La Sicilia, il Nero d’Avola e l'assurda speculazione che danneggia il lavoro dei viticoltori.
Ieri sono tornata dagli Stati Uniti, dove ho trascorso le ultime due settimane viaggiando tra la California e il Colorado, l’Arizona e il Sud del Texas.
E molti dei nuovi clienti che ho visitato (ristoratori, wine bar o enotecari) di fronte alle mie bottiglie inizialmente commentavano: non credo che il Nero d’Avola sia un vino di qualità.
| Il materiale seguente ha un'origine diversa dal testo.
PR #383, opened 2026-05-11
fix: prevent reasoning tokens from streaming as normal output

damianloch:
## Summary

- Google models (via OpenRouter and direct Gemini SDK) were leaking reasoning/thinking tokens into the frontend chat, appearing as regular assistant output
- `_ReasoningChatOpenAI` now parses `delta.reasoning_details` (array format used by Google models via OpenRouter) in addition to `delta.reasoning`
- For user-facing chats, Google models via OpenRouter use `reasoning.exclude=true` so reasoning is used internally but not returned in the stream
- `workflow.py` streaming path uses `include_thinking=False` and only forwards reasoning content in background RCA chats (for incident thought tracking)

## Test plan

- [ ] Send a message using a Google model (e.g. Gemini 3.1 Pro) via OpenRouter in a user-facing chat — verify no reasoning/thinking tokens appear in the response
- [ ] Trigger a background RCA investigation with a Google model — verify reasoning still flows into incident thoughts
- [ ] Test with direct Gemini provider (Google AI Studio) — verify thinking blocks don't leak into user-visible output
- [ ] Test OpenAI reasoning models (o-series) via OpenRouter — verify they still work correctly (no regression)

## Summary by CodeRabbit

* **Bug Fixes**
  * Fixed streaming so internal AI reasoning no longer replaces or appears in regular bot messages; reasoning is shown only where appropriate.
  * Ensured reasoning is visible in streamed output only for background analysis sessions.

* **Improvements**
  * Improved separation of reasoning vs. user-facing text during streaming and fallbacks.
  * Tuned AI reasoning settings to produce higher-quality analysis when applicable.

[Review Change Stack](https://app.coderabbit.ai/change-stack/Arvo-AI/aurora/pull/383)

### DIFF
--- a/server/chat/backend/agent/agent.py
+++ b/server/chat/backend/agent/agent.py
@@ -21,6 +21,29 @@ import asyncio
 _DIRECT_ONLY_PROVIDERS = frozenset({"vertex", "ollama"})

Poi, non appena assaggiato il vino, ecco comparire un’ombra di sorpresa sui loro volti: non credevo che fosse così buono!
Appunto.
Molti dei Nero d’Avola che si trovano negli Stati Uniti (e negli altri mercati esteri) non sono buoni.
Troppe etichette sono soltanto etichette. Troppe bottiglie che si trovano sugli scaffali ben al di sotto dei fatidici 9.99 dollari sono solo vino sfuso, acquistato da grossi imbottigliatori presso altrettanto grosse cantine che producono vino di massa, con una bella (e spesso nemmeno tanto bella) etichetta appiccicata sopra. Soldi facili, che stanno distruggendo l’immagine e la reputazione di uno splendido vino che molti viticultori siciliani da anni si impegnano a promuovere, con umiltà e sacrificio, in tutto il mondo.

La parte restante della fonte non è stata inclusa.